Ayrıca Yasin süresi (36/52) ayete bakarsak "kalu ya veylana men be'asena min merkadina haza, ma ve'aderrahmanü ve sadakal mürselin" (mezarlarından çıkarken-yeniden dirilirken-derler ki, yeniden diriliş doğru imiş-hakmış-Allah'ın vaadi de yerine geldi ve peygamber de doğru söylemiş)diyerek uyanırlar. Kur'an sana doğruyu öğretiyor. Başkaları yani yazılanlar zanna uyanların zanlarıdır ki bunun ne kadar doğru olabileceğini işte görüyorsun.

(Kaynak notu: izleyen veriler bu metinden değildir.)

PR #5904, opened 2021-12-15
fix(DX): some small but nice things

pvinis:

This PR resolves []

### Description

This started as an investigation to solve `RangeError: Maximum call stack exceeded` with @olerichter00 and @MounirDhahri. We failed, but at least I fixed the following on the way.

- moved `setupSentry` in `index.ios.js` so it doesnt get called again
- removed a deprecated `enableOutOfMemoryTracking` from sentry init
- added an `Open RN Dev Menu` menu item in the admin menu, so we can open the RN dev menu on a device!
- reworked the `useScreenReaderTracking` to not use state

https://user-images.githubusercontent.com/100233/146233912-19aa5f4d-4380-42f3-9348-a6ba8642a1e1.mov

### To the reviewers 👀

-

#### iOS user-facing changes

-

-

#### Dev changes

- moved `setupSentry` in `index.ios.js` so it doesnt get called again - pavlos
- removed a deprecated `enableOutOfMemoryTracking` from sentry init - pavlos
- added an `Open RN Dev Menu` menu item in the admin menu, so we can open the RN dev menu on a device! - pavlos
- reworked the `useScreenReaderTracking` to not use state - pavlos

</details>

### DIFF
--- a/index.ios.js
+++ b/index.ios.js
@@ -17,8 +17,6 @@ if (startStorybook) {
 } else {
   require("react-native-gesture-handler")
   require("react-native-screens").enableScreens()
-  require("./src/lib/ErrorReporting")
+  require("./src/lib/ErrorReporting").setupSentry()
   require("./src/lib/AppRegistry")
 }
-
-// you can safely delete this comment. its only here to test a build trigger.
--- a/src/lib/ErrorReporting.ts
+++ b/src/lib/ErrorReporting.ts
@@ -1,4 +1,4 @@
-import Sentry from "@sentry/react-native"
+import * as Sentry from "@sentry/react-native"
 import { useEffect } from "react"
 import { Platform } from "react-native"
 import Config from "react-native-config"
--- a/src/lib/ErrorReporting.ts
+++ b/src/lib/ErrorReporting.ts
@@ -1,11 +1,11 @@
-import * as Sentry from "@sentry/react-native"
+import Sentry from "@sentry/react-native"
 import { useEffect } from "react"
 import { Platform } from "react-native"
 import Config from "react-native-config"
 import { sentryReleaseName } from "../../app.json"
 import { GlobalStore, useFeatureFlag } from "./store/GlobalStore"
 
-function setupSentry(props: Partial<Sentry.ReactNativeOptions> = {}) {
+export const setupSentry = (props: Partial<Sentry.ReactNativeOptions> = {}) => {
   if (!__DEV__ && Config.SENTRY_DSN) {
     Sentry.init({
       dsn: Config.SENTRY_DSN,
@@ -19,8 +19,6 @@ function setupSentry(props: Partial<Sentry.ReactNativeOptions> = {}) {
     })
   }
 }
-
-setupSentry()
 
 export function useSentryConfig() {
   const environment = GlobalStore.useAppState((store) => store.config.environment.env)
--- a/src/lib/utils/useScreenReaderTracking.ts
+++ b/src/lib/utils/useScreenReaderTracking.ts
@@ -1,21 +1,24 @@
-import { useEffect } from "react"
+import { useEffect, useState } from "react"
 import { AccessibilityInfo } from "react-native"
 import { AnalyticsConstants } from "./track/constants"
 import { SegmentTrackingProvider } from "./track/SegmentTrackingProvider"
 
 // the purpose of this hook is to track the screen reader status of the user's device
 export const useScreenReaderTracking = () => {
+  const [isScreenReaderEnabled, setIsScreenReaderEnabled] = useState(false)
   useEffect(() => {
-    const doIt = async () => {
+    const getScreenReaderStatus = async () => {
       const isEnabled = await AccessibilityInfo.isScreenReaderEnabled()
-      SegmentTrackingProvider.identify?.(null, {
-        [AnalyticsConstants.ScreenReaderStatus.key]: (() => {
-          return isEnabled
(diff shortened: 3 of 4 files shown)


ArtsyOpenSource:

- Dev changes (moved `setupSentry` in `index.ios.js` so it doesnt get called again - pavlos,removed a deprecated `enableOutOfMemoryTracking` from sentry init - pavlos,added an `Open RN Dev Menu` menu item in the admin menu, so we can open the RN dev menu on a device! - pavlos,reworked the `useScreenReaderTracking` to not use state - pavlos)
<p align="right">
  Generated by :no_entry_sign: <a href="https://danger.systems/js">dangerJS</a> against e84dae8ee58ef400c1e2b2f3cc2da07d716e1766
</p>

src/lib/utils/useScreenReaderTracking.ts
```diff
@@ -1,24 +1,21 @@
...
 import { AccessibilityInfo } from "react-native"
 import { AnalyticsConstants } from "./track/constants"
 import { SegmentTrackingProvider } from "./track/SegmentTrackingProvider"
 
 // the purpose of this hook is to track the screen reader status of the user's device
 export const useScreenReaderTracking = () => {
-  const [isScreenReaderEnabled, setIsScreenReaderEnabled] = useState(false)
   useEffect(() => {
-    const getScreenReaderStatus = async () => {
+    const doIt = async () => {
```
olerichter00, line 9: Not sure if renaming it to `doIt` would be any good when someone tries to debug this code. This could be quite confusing.

gkartalis:
Tried to test it locally but it crashes with this error:
simulator_screenshot_F2DB2F12-EAFB-41F9-8FD3-513F44138C3C

olerichter00 (changes requested):
I like the title a lot 🥇 

Just left a small comment about renaming `getScreenReaderStatus`.

src/lib/ErrorReporting.ts
```diff
@@ -1,11 +1,11 @@
-import * as Sentry from "@sentry/react-native"
+import Sentry from "@sentry/react-native"
```
gkartalis, line 1: When reverted this line to previous changes it stopped crashing

src/lib/utils/useScreenReaderTracking.ts
```diff
@@ -1,24 +1,21 @@
-import { useEffect, useState } from "react"
+import { useEffect } from "react"
 import { AccessibilityInfo } from "react-native"
 import { AnalyticsConstants } from "./track/constants"
 import { SegmentTrackingProvider } from "./track/SegmentTrackingProvider"
 
 // the purpose of this hook is to track the screen reader status of the user's device
 export const useScreenReaderTracking = () => {
-  const [isScreenReaderEnabled, setIsScreenReaderEnabled] = useState(false)
```
MounirDhahri, line 8: **praise:** nice

MounirDhahri (commented):
Thanks for the refactoring

pvinis:
all of you have noticed this PR being broken. ill try to address things or revert things. trying to make PRs after a debugging frustration leads to funky PRs 😆.

src/lib/utils/useScreenReaderTracking.ts
pvinis: i think ill revert this whole file and try again later. i renamed it to `doIt` because i made it so that the useEffect has only one function, an async one, and then just call it. Since thats the "right" way to do async useEffects, and i removed the need for the useState, i thought ill be able to do it this way, and im kinda used to using `doIt` for this specific case.

unfortunately, this didnt work. also, this change broke the test, which btw @gkartalis i think the test might be not actually testing anything, because a mock is missing. maybe we can pair and try to remove the useState and play with the test together?

src/lib/ErrorReporting.ts
pvinis:
```suggestion
import * as Sentry from "@sentry/react-native"
```

src/lib/utils/useScreenReaderTracking.ts
gkartalis: Happy to pair on that, with the previous implementation the test was working though 🤔 , which mock is missing?

olerichter00: Instead of naming it `doIt` we could also use an IIFE.

```
useEffect(() => {
    (async () => {
      // do it!
    })()
  }, [])
```

pvinis:
there we go. we should be good now.

MounirDhahri (approved):
🚀

index.ios.js
```diff
@@ -17,8 +17,6 @@ if (startStorybook) {
 } else {
   require("react-native-gesture-handler")
   require("react-native-screens").enableScreens()
-  require("./src/lib/ErrorReporting")
+  require("./src/lib/ErrorReporting").setupSentry()
```
MounirDhahri, line 20: **thought:** I just realized that we do this initialization in AppRegistry, maybe we don't even need this actually https://github.com/artsy/eigen/blob/1fe9becf36c0c6420be4491b8653dde616913680/src/lib/AppRegistry.tsx#L420

olerichter00 (approved):

src/lib/utils/useScreenReaderTracking.ts
pvinis: yea, thats another way, both feel too boilerplate-y. but yea, i think the IIFE suggestion is cleaner.

index.ios.js
MounirDhahri: I agree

Secde et emrine uymayan iblis nasıl rahmetten kovuldu ise dikkat et, sen de secde emrine uymazsan sonun kötü olabilir. Ama Yüce Allah gafur ve rahim'dir. Ve O'ndan katiyen "ümid" kesilmez. Ne zaman olursa olsun salat (dua) yapılır, fırsatın oldukça devam et ve elbette secde'yi ihmal etme. Bunun için de kendine bir yer araman gerekmiyor.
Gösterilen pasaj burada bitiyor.